Now, the last thing I want to do is compare myself with the Apostle Paul; and I certainly cannot say that a year ago I literally had a night vision of a man from Rhode Island saying, “Come over to Barrington and help us.” But my conversations at that time with the Search Committee, Wardens, and Vestry had a similar effect of convincing me that God was indeed calling me to come to Saints Matthew and Mark and preach the Gospel and administer the Sacraments.
The few years before my call here involved an interesting journey, full of unexpected twists and turns. After nineteen years of settled ministry as Rector of Saint Stephen’s in Providence, I was called to move on and undertake interim assignments in two wonderful parishes in New Jersey. Then, within a week of retiring from full-time active ministry, I found myself called again to serve as an half-time interim priest for over a year at Saint’s Mark’s in Warwick. Each of these calls brought great blessings, certainly to me and, I hope, to the parishes and people that I’ve served.

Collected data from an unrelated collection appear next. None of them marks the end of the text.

PR #656, opened 2019-05-10
utf8 identical checking

chenkovsky:
File.binread returns string with ASCII-8BIT encoding. but the rendered result is Utf8 encoding. For non-ascii characters, although the content is same, the comparison will return false. when we invoke migration generate with force option. it will delete the old migration file, and create a new migration file with the same content.

### DIFF
--- a/lib/thor/actions/create_file.rb
+++ b/lib/thor/actions/create_file.rb
@@ -43,7 +43,7 @@ class Thor
       # Boolean:: true if it is identical, false otherwise.
       #
       def identical?
-        exists? && File.binread(destination) == render
+        exists? && File.binread(destination) == String.new(render).force_encoding("ASCII-8BIT")
       end
 
       # Holds the content to be added to the file.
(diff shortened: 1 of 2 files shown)


deivid-rodriguez:
@chenkovsky Can we add a test for this change, so it doesn't break again in the future?

chenkovsky:
@deivid-rodriguez I change the test. add utf8 character to content.

deivid-rodriguez:
Sorry for dropping the ball here.

For the test, I would personally prefer a new separate test that uses UTF-8 content, rather that changing every test to create a file with UTF-8 content.

Other than that this PR looks good to me.

Nytorian:
Heyy, just a little suggestion from me:

How about introducing a 'wrapper' method for `File.binread(destination)` and similar that output the earlier mentioned `ASCII-8BIT`? Ideally, we could force the output of `binread` to `Encoding.default_external` which would be more flexible for sure.

Regards

rafaelfranca:
Closed by #786

PR #664, opened 2019-06-26
Drop ruby 1.x support

deivid-rodriguez:
References https://github.com/erikhuda/thor/pull/643#issuecomment-490611243.


deivid-rodriguez:
Thank you! :heart_eyes:

PR #668, opened 2019-07-24
Prefer `require_relative` for internal requires

deivid-rodriguez:
I'd like to use `require_relative` for internal requires now that ruby 1.8 support has been dropped. It should be faster and it makes it more clear that the file being required is in the same library.

Also, it's nice to do this for `bundler` (which vendors a copy of `thor`) because given the `LOAD_PATH` manipulation `bundler` does, and that a copy of bundler is now always present in the `LOAD_PATH` by default in every installation of ruby, `require_relative` is safer because we are sure we never end up requiring a different copy of bundler than the one we're currently running.


deivid-rodriguez:
Thank you so much @rafaelfranca :)

PR #677, opened 2019-09-15
Suppress `URI.open` warning in Ruby 2.7

koic:
This PR suppresses the follwoing warning in Ruby 2.7

```console
% ruby -v
ruby 2.7.0dev (2019-09-14T09:21:37Z master 39c37acf86) [x86_64-darwin17]
% bundle exec thor spec
(snip)

/Users/koic/src/github.com/erikhuda/thor/lib/ty
./Users/koic/src/github.com/erikhuda/thor/lib/thor/actions/file_manipulation.rb:89:
warning: calling URI.open via Kernel#open is deprecated, call URI.open directly
```

cf https://github.com/ruby/ruby/commit/05aac90a1bcfeb180f5e78ea8b00a4d1b04d5eed.

### DIFF
--- a/lib/thor/actions/file_manipulation.rb
+++ b/lib/thor/actions/file_manipulation.rb
@@ -80,13 +80,13 @@ class Thor
       config = args.last.is_a?(Hash) ? args.pop : {}
       destination = args.first
 
-      if source =~ %r{^https?\://}
+      render = if source =~ %r{^https?\://}
         require "open-uri"
+        URI.send(:open, source) { |input| input.binmode.read }
       else
         source = File.expand_path(find_in_source_paths(source.to_s))
+        open(source) { |input| input.binmode.read }
       end
-
-      render = open(source) { |input| input.binmode.read }
 
       destination ||= if block_given?
         block.arity == 1 ? yield(render) : yield


lib/thor/actions/file_manipulation.rb
```diff
@@ -80,14 +80,14 @@ def get(source, *args, &block)
       config = args.last.is_a?(Hash) ? args.pop : {}
       destination = args.first
 
-      if source =~ %r{^https?\://}
+      render = if source =~ %r{^https?\://}
         require "open-uri"
+        URI.send(:open, source) { |input| input.binmode.read }
```
rafaelfranca: Why we need the send?

koic: It uses `send` method because this is a private method in Ruby 2.4 and lower. 

## Ruby 2.5

```console
% ruby -ropen-uri -ve 'URI.open("https://github.com/erikhuda/thor")'
ruby 2.5.6p201 (2019-08-28 revision 67796) [x86_64-darwin17]
```

## Ruby 2.4

```console
% ruby -ropen-uri -ve 'URI.open("https://github.com/erikhuda/thor")'
ruby 2.4.7p357 (2019-08-28 revision 67796) [x86_64-darwin17]
-e:1:in `<main>': private method `open' called for URI:Module (NoMethodError)
```

PR #691, opened 2019-11-15
 🌈 More accurate Arguments#current_is_value? check

timothysmith0609:
### Motivation

For a number of tools, the argument `-` is often treated to mean STDIN. Currently, Thor is unable to accept `-` as an argument _value_, since it defines a flag as any entry beginning with `-`. This seems overly restrictive. I would argue that a flag is defined as follows:

>A flag is any entry that begins with 1 or 2 dashes, followed by _at least_ one character

In regex terms, this is `/-{1,2}\S+/`.

### TODO 
- [x] update/create tests
- [x] update docs, if necessary _(edit: does not appear necessary to update any docs)_

### DIFF
--- a/spec/parser/arguments_spec.rb
+++ b/spec/parser/arguments_spec.rb
@@ -40,6 +40,12 @@ describe Thor::Arguments do
       expect(parse("product", "title", "age")["array"]).to eq(%w(title age))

The point is that when we open ourselves to the love of God, we may well find ourselves called to go places that we never imagined ourselves going. Those “new places” may or may not be geographical locations; they may instead represent the invitation to try something new, unimagined, and unheard-of right where we are.
All this is just as true for the laity as for the ordained. As baptized members of the Body of Christ, we’re all in this together. God calls each of us without exception to serve him and to share in the Church’s mission to proclaim the Gospel to all nations and peoples, to the ends of the earth, to the end of time.
Hearing this call is often scary. I can certainly attest to that. But we have the Lord’s promise in today’s Gospel that the Father will send the Holy Spirit to be our Advocate. Here Advocate translates the mysterious Greek word paraclete, which originally meant something like the counsel for the defense in a court proceeding, and can be translated equally well as counselor, advisor, guide, or comforter.
The crucial reassurance is that as we respond to God’s call to take our place in the Church’s mission, the Holy Spirit comes alongside us and teaches us all we need to know, recalling to our minds all that the Lord Jesus taught us while he was among us here on earth. However inadequate we may feel to the task, if we trust God, he’ll give us the right words to say in the right place at the right time. In this way, we prepare ourselves to receive all the good things that God has prepared for those who love him—good things surpassing all human understanding and exceeding all human desires.